Recent declines in cap rates appear to be signaling a commercial real estate rebound, indicating improved investor expectations of price growth in the market, according to a report from San Francisco Federal Reserve Bank.

The cap rate measures the ratio of net operating income to the price of a property and serves as a rough approximation of expectations regarding return on a property investment.

It can also be looked at as the commercial real estate equivalent of the price/earnings ratio of a stock, according to the bank. ‘The rent/price ratio is largely a function of interest rates and expected increases in the property’s price,’ it said.

After declining from 2004 to 2007 as investor expectations for price appreciation rose, cap rates jumped in 2008. ‘During the financial crisis, CRE prices dropped about 40% and the market for financing CRE transactions was severely disrupted, resulting in very high CMBS (commercial mortgage-backed securities) yields,’ said economists Bart Hobijn and John Krainer in the report.

After the crisis, yields for top rated credits more or less returned to normal, they said. But since the summer of 2010, cap rates have dropped half a percentage point as high rated CMBS yields have risen about 30 basis points.

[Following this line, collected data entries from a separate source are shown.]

PR #711, opened 2021-09-24
Add secrets section

choldgraf:
Follow up to #704 - this adds a `secrets` section and a short guide on rotating the secrets.

### DIFF
--- a/docs/topic/secrets.md
+++ b/docs/topic/secrets.md
@@ -1,0 +1,40 @@
+# Secrets and private keys
+
+## Where are secrets stored
+
+Most secrets are stored in this location:
+
+https://github.com/2i2c-org/pilot-hubs/blob/master/config/secrets.yaml
+
+This contains a configuration file encrypted with [`sops`](https://github.com/mozilla/sops).
+It is used for things like authentication with `Auth0`, image registries, etc.
+
+:::{seealso}
+For information about how to set up `sops`, see [the team compass documentation](tc:secrets:sops)
+:::
+
+## How to rotate / change secrets
+
+Sometimes we need to rotate the secret keys used in our repository.
+For example, if a service we use has become compromised, and we need to generate new keys in order to protect the infrastructure.
+
+To rotate our secrets, take these steps:
+
+1. Unencrypt [our configuration file](https://github.com/2i2c-org/pilot-hubs/blob/master/config/secrets.yaml) (see [the team compass documentation](tc:secrets:sops) for instructions).
+2. Generate a new key with `openssl`:
+   
+   ```
+   openssl rand -hex 32
+   ```
+   
+   This will return a random hash that looks something like this:
+
+   ```
+   4a87d32d435f5471b5852f30f1adcc29d11b39035d68b81720130701e65fa585
+   ```
+
+3. Find the key you'd like to replace, and replace its value with the hash that you've generated above.
+4. Re-encrypt the file with `sops`.
+5. Commit the file to the repository and push.
+
+You have now rotated the secret for this key!
--- a/docs/index.md
+++ b/docs/index.md
@@ -44,6 +44,7 @@ topic/hub-templates.md
 topic/storage-layer.md
 topic/terraform.md
 topic/cluster-design.md
+topic/secrets.md
 topic/troubleshooting.md
 ```
 


docs/topic/secrets.md
```diff
@@ -0,0 +1,40 @@
+# Secrets and private keys
+
+## Where are secrets stored
+
+Most secrets are stored in this location:
+
+https://github.com/2i2c-org/pilot-hubs/blob/master/config/secrets.yaml
```
damianavila, line 7: Well, actually, most secrets live here instead :wink: : https://github.com/2i2c-org/pilot-hubs/tree/master/secrets

docs/topic/secrets.md
```diff
@@ -0,0 +1,40 @@
...
+   openssl rand -hex 32
+   ```
+   
+   This will return a random hash that looks something like this:
+
+   ```
+   4a87d32d435f5471b5852f30f1adcc29d11b39035d68b81720130701e65fa585
+   ```
+
+3. Find the key you'd like to replace, and replace its value with the hash that you've generated above.
```
damianavila, line 36: Maybe we should be explicit about replacing the secret_key? https://github.com/2i2c-org/pilot-hubs/blob/master/config/secrets.yaml#L5

damianavila: Although re-reading this one, it seems you wrote it in a general way...

docs/topic/secrets.md
choldgraf: Ha good point - do we have it documented when to use one folder and not another? If not we can add that here

damianavila: > do we have it documented when to use one folder and not another?

Not sure if we have an explicit reference...

choldgraf: If we don't have an explicit reference, could you eyeball an informal guideline to use? Like are there certain kinds of secrets that we store in one folder vs. another?

damianavila: Sure, 

> https://github.com/2i2c-org/pilot-hubs/blob/master/config/secrets.yaml

The above one deals auth0 credentials and a general proxy secret for our hubs. More info here: https://github.com/2i2c-org/pilot-hubs/blob/master/deployer/__main__.py#L57-L83

Whereas 

> https://github.com/2i2c-org/pilot-hubs/tree/master/secrets

deals with cluster authentication for all the cloud providers we support. More info here: https://github.com/2i2c-org/pilot-hubs/blob/master/deployer/hub.py#L39-L46 and https://github.com/2i2c-org/pilot-hubs/blob/master/deployer/hub.py#L126-L216.

choldgraf: OK I'll add those into this PR.

Though, I was looking for more like a _reason_ that we use two different places. Like "We store authentication credentials in XXX, because of YYY, and we store cluster authentication credentials in ZZZ, because of WWW"

damianavila: Oh... sorry, I should have been more clear...
* General secrets (used by all of our clusters): https://github.com/2i2c-org/pilot-hubs/blob/master/config/secrets.yaml
* Cluster specific secrets: https://github.com/2i2c-org/pilot-hubs/tree/master/secrets

docs/topic/secrets.md
```diff
@@ -0,0 +1,50 @@
...
+(secrets:locations)=
+## Where are secrets stored
+
+Most secrets are stored in one of two locations:
+
+https://github.com/2i2c-org/infrastructure/blob/master/config/secrets.yaml
+: Secrets that are shared across all of our hub and cluster deployments.
+
+https://github.com/2i2c-org/pilot-hubs/tree/master/secrets
+: Secrets that are specific to each cluster / hub that we run (one JSON file for each cluster). For example, `Auth0` and proxy secrets.
```
damianavila, line 12: > For example, `Auth0` and proxy secrets.

This is incorrect, Auth0 and the secret key (not proxy secret) live in the above config file (these are general stuff, not cluster-specific stuff): https://github.com/2i2c-org/infrastructure/blob/master/config/secrets.yaml, you can see the keys without decrypting the file.

docs/topic/secrets.md
```diff
@@ -0,0 +1,50 @@
+# Secrets and private keys
+
+(secrets:locations)=
+## Where are secrets stored
+
+Most secrets are stored in one of two locations:
+
+https://github.com/2i2c-org/infrastructure/blob/master/config/secrets.yaml
+: Secrets that are shared across all of our hub and cluster deployments.
```
choldgraf, line 9:
```suggestion
: Secrets that are shared across all of our hub and cluster deployments, such as Auth0 secrets.
```

docs/topic/secrets.md
choldgraf: I just tried to update this - does that look better?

A basis point is one hundredth of a percentage point.

‘The decline in cap rates despite the slight increase in interest rates suggests that investor expectations for CRE price appreciation have strengthened,’ the report added.

Thus, the behavior of cap rates indicates that the market has priced in a slight rebound in CRE prices. ‘This could reflect improved fundamentals, such as expectations that rents will increase, or improved investor sentiment, such as an ebbing of investor risk aversion,’ the report explained.

Price appreciation in Kansas City, Minneapolis, Salt Lake City and Austin, Texas, is expected to be about 2% higher than national trends would indicate, said Hobijn and Krainer.